___ Information given
PR #260, opened 2026-07-22
formal/kimchi: production chunking — the general verifier, terminal soundness roots, and the typed wire boundary

martyall:
## Summary

Generalizes the kimchi formalization from the pinned `2^σ.k = n` (one-chunk) regime to **production chunking** (`n = nc · max_poly_size`, `chunk_size = 2^(domainLog2 − σ.k)`), exactly as proof-systems implements it — and ends with `nc = 1` hardcoded **nowhere**: it survives only as the one-chunk case of the general statements.

## What's in here

**Fixtures and latent bugs.** New production `nc = 2` proof fixtures on both curves (`n = 32`, `max_poly_size = 16`; recorded by `tools/fixture-dump`'s `kimchi_proof_dump_nc2`, accepted by the production Rust verifier). Bringing them up exposed three latent bugs invisible at `zk_rows = 3` / Vesta-only, all fixed:
- `zkpm` is production's 3-factor `(X−ω^{n−zk})(X−ω^{n−zk+1})(X−ω^{n−1})`, not the full vanishing window;
- the Poseidon MDS is per-curve (`G::sponge_params().mds`) — now a gate parameter pinned by the key–index correspondence;
- production **zeroes the σ columns on the interior mask rows** `[n−zk+2, n−1)` (constraints.rs:538–544) — the committed-column model, `Nondegenerate`, and copy soundness now reflect this.

**The chunked protocol reduction.** The batch becomes the 44-row chunked assembly — the **public row joins the batch**: at `nc > 1` the public evaluations are proof-carried adversarial data, tied to the public input only through the batched opening against the verifier-computed public commitment (pinned via the key's new Lagrange chunk-commitment correspondence). The scalar side reads chunk-combined claims (`evals.combine` at `ζ^max` / `(ζω)^max`); extraction consumes `Bulletproof.chunked_batch_soundness` directly; the ft row is the double `ζ^{2^σ.k}` collapse of both the `f_comm` and `t_comm` sides.

**Terminal roots.** `Kimchi.Verifier.kimchi{Vesta,Pallas}_run_sound_algebraic_ft`: from a genuine acceptance at production chunking, AGM representations of the run's `44·nc + 1` flat segment rows and the `t` chunks deliver the guarded `Satisfies idx (pubView idx pub) wTab`. The two roots are thin wrappers over one **curve-generic terminal proof** taking the smul collapse and the Fiat–Shamir tree as hypotheses — each root applies exactly one `kimchi_fiat_shamir_*` instance. Notably there is **no `ζⁿ ≠ 1` guard** anymore — the public claims are bound batch data, so the `nc = 1` barycentric reconciliation (and its degeneracy guard) has no analogue.

**Deletion sweep.** The entire `nc = 1` verifier/reflection/reduction/capstone stack is deleted; the chunked layer holds the plain names.

**The typed wire boundary.** The final design (worked out in review): *type-level facts are exactly what serde enforces; runtime guards are exactly what verifier.rs checks.*
- `Kimchi.Verifier.Wire` is **a parser, nothing more**: serde-typed wire records (fixed `[T; N]` dims as `Vector`s, chunk payloads as unchecked `Array`s) and `Wire.{KimchiProof,KimchiVK}.check` — the verifier's own length checks factored as a total parse into the checked records. A `KimchiProof C nc` cannot hold a ragged proof; the parse is the proof. The two deliberate deviations from that rule are declared in the module docstrings: the `w_comm`/`z_comm` chunk pinning (a modeling strengthening — production feeds ragged commitments into the batch equations rather than `Err`-ing) and the `public`-count guard substitution (bounds guards in place of `verifier_index.public` equality, recovered at the soundness layer via `pubView`).
- The checked records own the plain names and the whole soundness story; **`Kimchi.Verifier.kimchiVerify` (over checked records) is the verifier**. Clients — the fixture driver, any host — compose check-then-verify themselves.
- **No file in the protocol, reduction, reflection, or capstone trees imports `Wire`** — the separation is enforced by the import graph. This also dissolved the shape-extraction machinery (`shapeBad`, `RunShapes`, per-consumer size lemmas): chunk uniformity is definitional.
- Sizing is carried in types all the way down the stream layer: the capstone's `streamPos` is `Fin`-valued (no `getElem!` reads anywhere on the reflection path), and `Ipa.transcript` returns its round challenges as a `Vector` sized by construction.

## Trust surface

The axiom gate audits 48 roots (the 45 theorem roots plus the executable path — `kimchiVerify` and the two `Wire.check` parses — so `ofReduceBool` cannot enter the deployed path unaudited). Everything reduces to: `propext, Classical.choice, Quot.sound, Lean.ofReduceBool` + `Bulletproof.poseidon_fiat_shamir_{vesta,pallas}` + `Kimchi.Verifier.kimchi_fiat_shamir_{vesta,pallas}` (the deployed-run Fiat–Shamir pair, stated over checked data at the flat segment transcript, with verifier.rs citations for the idealized absorb/squeeze schedule). DL-binding stays a hypothesis — the terminal docstrings now name the full hypothesis surface (the AGM representations, `hbind` with its standard-model caveat, the good-combination-challenge guards); the key–index correspondence (`KimchiVK.Corresponds`, now including the Lagrange chunk pin) is adjudicated numerically by `check_vk_correspond`.

## Validation

All CI-wired and green: build, style, the axiom gates, and the fixture drivers.

- **Accept**: the composed verifier accepts the production proofs — one-chunk plus `nc = 2` on both curves.
- **Reject (corruptions)**: z-eval at ζ chunks 0 **and 1**, the ζω side, `w[0]` chunk 1, `t_comm` chunks 0 **and 13** (the second collapse group, new at `nc = 2`), `ft_eval1`, and the carried public eval — on both `nc = 2` curves.
- **Reject (parse)**: `Wire.check` returns `none` on ragged eval chunks, ragged VK σ chunks, oversized `t_comm` (`> 7·nc`), a popped `lr` pair, and missing `evals_public` at `nc > 1` (production's `MissingPublicInputEvaluation`).
- **VK↔index correspondence** at both regimes (one-chunk and `nc = 2`), with the σ columns built from the model's own `Index.build?`/`sigmaAddrRow` — a drift in the interior-mask zeroing now fails CI rather than hiding behind a script-local re-implementation.
- Index, linearization, and permutation checks; the shape-literal gate (now scanning the fixture drivers too, with a scanned-file floor); cross-package deadcode reachability.

## Review response (second round)

A four-axis local review (exposition / static typing / doc-comment rigor / fixture exhaustiveness) was enacted in `7615508a..78cf51d1`:

- `7615508a` — trust-surface prose and ledger exactness: single-pair (not "grid") soundness docstrings, `Nondegenerate`'s masked-row collapse, dangling lemma references, roots.txt axiom-footprint comments, the declared wire-boundary deviations, `coeffCols`/`wCols` role consistency.
- `0c1af4cb` — the curve-generic terminal capstone and `Fin`-typed `streamPos` (deleting the bang-read shadow-lemma layer), plus the DL-binding/AGM trust story in the terminal docstrings.
- `2eeafa35` — `Vector`-sized IPA round challenges shared between the cold and warm verifiers.
- `78cf51d1` — the coverage expansion above (restored nc = 1 correspondence, parse negatives, chunk-1/ζω/high-`t` corruptions, gate hardening).


formal/kimchi/Kimchi/Index/Aggregate.lean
______
■ What is required: All lines above holding the word "reflection" make up the answer; copy each one.

■ Result of the task:
**Deletion sweep.** The entire `nc = 1` verifier/reflection/reduction/capstone stack is deleted; the chunked layer holds the plain names.
- **No file in the protocol, reduction, reflection, or capstone trees imports `Wire`** — the separation is enforced by the import graph. This also dissolved the shape-extraction machinery (`shapeBad`, `RunShapes`, per-consumer size lemmas): chunk uniformity is definitional.
- Sizing is carried in types all the way down the stream layer: the capstone's `streamPos` is `Fin`-valued (no `getElem!` reads anywhere on the reflection path), and `Ipa.transcript` returns its round challenges as a `Vector` sized by construction.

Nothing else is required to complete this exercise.